In this instance, the left coilpack has a resistive fault to ground. The right coilpack circuit is OK, and the normal pulse is shown with peak current (4.5 Amps), dwell time (3.5 msec) and implied engine RPM (500). However, for the left coilpack, there is a resistive fault to ground, and it’s not enough to trip the electronic circuit protection into fault mode. The display switches to Amber, and a sampled plot occurs along with an indication of average current. The pulse you can see is there because the coilpack is still there and operating. Since this occurs on top of a DC offset, the firmware doesn’t try to extract and analyse the pulse, so the pulse will move around on the display as updates occur.

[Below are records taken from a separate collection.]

Issue #134, opened 2018-02-02
Include Inconsolata (font) in the app bundle


cmyr:
This would ensure that everyone had the same experience out of the box, and also has nice evangelism benefits. ~I'm not sure if there are any legal or otherwise concerns, though. @raphlinus?~

In terms of the actual work, bundling the fonts should be trivial; what I'm not sure about is how we actually use them from the app bundle. It's certainly doable though.

raphlinus:
I think this is a good idea. There shouldn't be any legal concerns, the fonts are released under the perfectly cromulent OFL license, which allows bundling in a wide range of contexts.

There is a question of which version is best. InconsolataGo is a possibility, but it also lacks some updates and character set coverage from the latest Google Fonts [version](https://github.com/google/fonts/tree/master/ofl/inconsolata). I've heard reports of rendering artifacts with the latter; these should be investigated.

cmyr:
closed by #153

PR #153, opened 2018-03-15
Bundle Inconsolata with Xi-Mac

nangtrongvuon:
This PR addresses issue #134.

This PR simply bundles the Inconsolata version taken from Google Fonts with Xi-Mac and also includes the Open Font License that comes with it.


XiEditor/AppDelegate.swift
```diff
@@ -83,7 +83,7 @@ class AppDelegate: NSObject, NSApplicationDelegate, XiClient {
     var documentController: XiDocumentController!
 
     // This is set to 'InconsolataGo' in the user preferences; this value is a fallback.
```
cmyr: This comment is out of date. It's also not totally clear that we need a fallback font now, but we may be relying on it in certain places (like setting up the initial drawing metrics,  below)

cmyr: (to clarify: I think it's fine to leave the fallback)

nangtrongvuon: I made the comment change to clarify Inconsolata being bundled now.

raphlinus:
Also looks good to me. I think the top-level README can be updated. First, the "users are encouraged to try Inconsolata" can be changed to: "The default font is Inconsolata, which is bundled with the app".

Second, I'd add a licensing section, right above `## Contributions`:

```
## License

This project is licensed under the Apache 2 [license](LICENSE). The bundled fonts are under a different license, the Open Font License. See the [fonts](fonts) directory for the fonts and associated license.
```

Thanks! Neat that `ATSApplicationFontsPath` makes this so easy, without having to write code to explicitly load fonts from the bundle.

raphlinus:
@nangtrongvuon I'm curious exactly what versions these are. The ones from https://github.com/google/fonts/tree/master/ofl/inconsolata are now at version 2.001, while the ones in this PR seem to be version 2.000. I think there are some bugs in this one, and am looking at maybe updating to the latest version. I'm still digging into the question of which version is the authoritative best one...

nangtrongvuon:
I took Inconsolata directly from Google Fonts site (picked Inconsolata, chose to download it only) about nearly 2 weeks ago. I tried to put in InconsolataGo instead but I couldn’t download it from your site (either dead link or inaccessible to me.)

This is a simple resistive fault, but the steady DC baseline in this test could just as easily vary and it would appear on the sampled display as a noisy line instead of a purely horizontal one. Pressing the Coilpack-L channel will bring up the following detailed display:
In the detailed display, an indication of the DC offset problem appears in Red. There is no actionable item here, any wiring or coilpack problem will need to be diagnosed on the ground.

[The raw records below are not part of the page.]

PR #161, opened 2018-04-03
Implement unified titlebar preference

lukakerr:
Similar to other editors (Sublime, Atom...) a unified titlebar is a nice thing to have.

This can be set in preferences with `unified_titlebar = true`, and when the theme changes, the titlebar adapts as seen in the gif below:

xi

If the current theme is dark (see the new NSColor extension), the windows appearance is set to `vibrantDark`, which also darkens other UI things such as the find input bar. I think this is a nice touch, but if its not wanted, I can remove it.

This also works for tabs:

screen shot 2018-04-03 at 8 09 28 pm

### DIFF
--- a/XiEditor/EditViewController.swift
+++ b/XiEditor/EditViewController.swift
@@ -131,6 +131,25 @@ class EditViewController: NSViewController, EditViewDataSource, FindDelegate, Sc
             }
         }
     }
+  
+    var unifiedTitlebar = false {
+        didSet {
+            // Dont check if value is same as previous
+            // so when theme updates, background color still changes
+            if let window = self.view.window {
+                let color = self.theme.background
+        
+                window.titlebarAppearsTransparent = unifiedTitlebar
+                window.backgroundColor = unifiedTitlebar ? color : nil
+        
+            if color.isDark && unifiedTitlebar {
+                window.appearance = NSAppearance(named: NSAppearance.Name.vibrantDark)
+            } else {
+                window.appearance = NSAppearance(named: NSAppearance.Name.aqua)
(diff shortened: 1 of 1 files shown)


cmyr:
@lukakerr super interesting! Will give this a proper look soon. I'm surprised that this works without adding support in xi-core, although it's nice that it does.

My one hesitation here is that this is a distinctly non-macOS feel, but having it off by default makes that not feel like a big deal; it looks clean.

I'm also curious how this would interact with the 10.10+  trend towards translucent titlebars / `NSVisualEffectView`? Just thinking out loud.

Anyway, very cool, thanks for the PR!

cmyr:
@lukakerr Good points. Although I like Sublime Text, I don't really hold it up as an example of a 'native mac app'. Although BBEdit is about as Mac-y an editor as you'll find, and it's titlebars are all black by default I believe?

The system apps are interesting: instead of being coloured explicitly they're mostly just making extensive use of transparency, although the calculator is an interesting counter-example maybe?

I'm also not seeing a ton of guidance in the HID.

There's obviously infinite bike shed potential here, so I'm going to try not to over-indulge; happy to have someone interested in hacking on mac UI stuff, it hasn't been a real focus lately. :)

There's also always lots of room for future tweaking, so I'm disposed towards merging this; going to ask for a second opinion though.

cmyr:
thanks for this! and you're definitely encouraged to pick at any other warts on the mac client; for more drastic changes you might want to open a discussion issue or drop by irc.mozilla.org#xi to discuss before doing too much work, but in general PRs are very welcome.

Fuel pump or fuel pressure regulator anomalies
There was a discussion on VAF a while ago about fuel filter contamination, and a suggestion that you could tell when fuel filter(s) needed cleaning by listening to the whine of the fuel pump(s). It struck me as odd that this is an acceptable diagnostic method in this day and age of engine monitors and sensors all over the place to monitor engine performance. So I did some more work on the firmware and software for the EFI redundant power board to monitor and log a bit more fuel pump data.

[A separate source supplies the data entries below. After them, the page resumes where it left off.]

PR #558, opened 2023-02-22
Ensure AccessionWF is kicked off once

edsu:

We had a situation where large file deposits were triggering a race
condition where multiple accession workflows resulted in techmd getting
confused about missing files.

See https://github.com/sul-dlss/happy-heron/issues/3007

This change ensures that only one AccessionWF is started when staging
from ActiveStorage or Globus. The code assumes that a deposit
stages from ActiveStorage or Globus, but not both.

Integration tests in stage.

### DIFF
--- a/app/jobs/ingest_job.rb
+++ b/app/jobs/ingest_job.rb
@@ -48,13 +48,10 @@ class IngestJob < ApplicationJob
     # Create workflow destroys existing steps if called again, so need to check if already created.
     Workflow.create_unless_exists(druid, 'registrationWF', version: 1, priority: priority)
 
-    StageBlobs.stage(signed_ids, druid) do
-      Workflow.create_unless_exists(druid, 'accessionWF', version: 1, priority: priority) if start_workflow
-    end
+    StageBlobs.stage(signed_ids, druid)
+    StageGlobus.stage(globus_ids, druid)
 
-    StageGlobus.stage(globus_ids, druid) do
-      Workflow.create_unless_exists(druid, 'accessionWF', version: 1, priority: priority) if start_workflow
-    end
+    Workflow.create_unless_exists(druid, 'accessionWF', version: 1, priority: priority) if start_workflow
 
     background_job_result.complete!
   rescue StandardError => e
--- a/app/jobs/update_job.rb
+++ b/app/jobs/update_job.rb
@@ -12,6 +12,7 @@ class UpdateJob < ApplicationJob
 
   # @param [Hash] model_params
   # @param [Hash] filename, signed_ids for the blobs
+  # @param [Hash] filename, globus_ids for the staged Globus files
   # @param [BackgroundJobResult] background_job_result
   # @param [Boolean] start_workflow starts accessionWF if true; if false, opens/closes new version without accessioning
   # @param [String] version_description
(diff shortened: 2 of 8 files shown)


app/jobs/ingest_job.rb
```diff
@@ -48,12 +48,16 @@ def perform(model_params:, background_job_result:, signed_ids: {}, globus_ids: {
...
+    if signed_ids.any?
+      StageBlobs.stage(signed_ids, druid) do
+        Workflow.create_unless_exists(druid, 'accessionWF', version: 1, priority: priority) if start_workflow
+      end
+    elsif globus_ids.any?
+      StageGlobus.stage(globus_ids, druid) do
+        Workflow.create_unless_exists(druid, 'accessionWF', version: 1, priority: priority) if start_workflow
+      end
+    elsif start_workflow
+      Workflow.create_unless_exists(druid, 'accessionWF', version: 1, priority: priority)
```
edsu, line 60: I wasn't sure if this was needed. Do we ever want to kick off accessioning when there are no files to stage?

app/jobs/update_job.rb
```diff
@@ -57,11 +58,15 @@ def perform(model_params:,
...
+    if signed_ids.any?
+      StageBlobs.stage(signed_ids, model.externalIdentifier) do
+        version_or_accession(object_client, model, existing, versioning_params)
+      end
+    elsif globus_ids.any?
+      StageGlobus.stage(globus_ids, model.externalIdentifier) do
+        version_or_accession(object_client, model, existing, versioning_params)
+      end
+    else
       version_or_accession(object_client, model, existing, versioning_params)
```
edsu, line 70: It seems like this is needed when updating metadata only?

app/jobs/ingest_job.rb
```diff
@@ -48,12 +48,16 @@ def perform(model_params:, background_job_result:, signed_ids: {}, globus_ids: {
...
-      Workflow.create_unless_exists(druid, 'accessionWF', version: 1, priority: priority) if start_workflow
-    end
-
-    StageGlobus.stage(globus_ids, druid) do
-      Workflow.create_unless_exists(druid, 'accessionWF', version: 1, priority: priority) if start_workflow
+    if signed_ids.any?
+      StageBlobs.stage(signed_ids, druid) do
+        Workflow.create_unless_exists(druid, 'accessionWF', version: 1, priority: priority) if start_workflow
+      end
+    elsif globus_ids.any?
```
justinlittman, line 55: It should be possible to have both signed_ids and globus_ids.

justinlittman: I think you probably want something like:
```
StageBlobs.stage(signed_ids, druid)
StageGlobus.stage(globus_ids, druid)
Workflow.create_unless_exists(druid, 'accessionWF', version: 1, priority: priority) if start_workflow && (signed_ids.any? || globus_ids.any?)
```

justinlittman: I can't really figure out the purpose of the block in StageBlobs and StageGlobus. I'd recommend getting rid of the block support in these.

edsu: @justinlittman I thought the same at first but then noticed that the AccessionWF would only be kicked off if the Staging succeeded?

edsu: Ok, I've removed the block from both StageGlobus and StageBlobs and updated the tests. It does simplify the way the jobs read.

justinlittman (approved):

PR #568, opened 2023-03-29
Upgrade to Sidekiq7

justinlittman:
Keeping up with the other apps.


Gemfile.lock
```diff
@@ -307,7 +307,8 @@ GEM
       zeitwerk (~> 2.5)
     rainbow (3.1.1)
     rake (13.0.6)
-    redis (4.8.1)
+    redis-client (0.14.0)
```
edsu, line 310: redis-client works the same as redis?

edsu (approved):

PR #585, opened 2023-06-07
[WIP] Override active storage validation of file contents

peetucket:

Attempt to fix sul-dlss/happy-heron#3075


app/controllers/resources_controller.rb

For the regular detailed fuel pump display, I derived and added a measurement of ripple current. This gives an objective, numeric indication of commutator action and noise, rather than the subjective indication I’ve had in the past.
Note the above display was using an air blower, not a regular fuel pump. Makes no difference for development work. Available in the new detailed display is a sampled plot of motor current showing commutator ripple, average current, start inrush current, ripple current, and fuel pump run time since the last start. In addition, a new button “Show start” has been added. The EFI redundant power firmware takes and stores a sample of the most recent start event for each fuel pump, and this can be displayed. The system captures 400 samples across the one second after a pump start is detected, and it is displayed as follows:
This display updates whenever a new start on the associated pump occurs, so if you didn’t like how a pump started, you could perform several pump restarts, and examine the start inrush characteristic for each event. The update occurs one second after the pump start begins, of course, since this is how long we collect data for. Any discontinuity in this plot could indicate a wiring error, or a developing fuelpump problem.
This sampling of fuelpump inrush current has also been added to the logging system. Every fuelpump start event is logged to flash memory, along with a timestamp as to when it happened. At the end of a flight, part of the log data processing consists of generating plots for each pump start event. The following is an example plot for a test run that involved seven pump starts. The inrush surge current follows a similar path for each separate start event. Any line that deviated from the “normal” characteristic would be cause for some further investigation.
This latest work closes out the EFI redundant power system design as far as I’m concerned. I’m happy with the features and stability, what remains at this point is to collate all of the operating information (some of which I’ve described in a few posts) into a chapter to be included in the POH.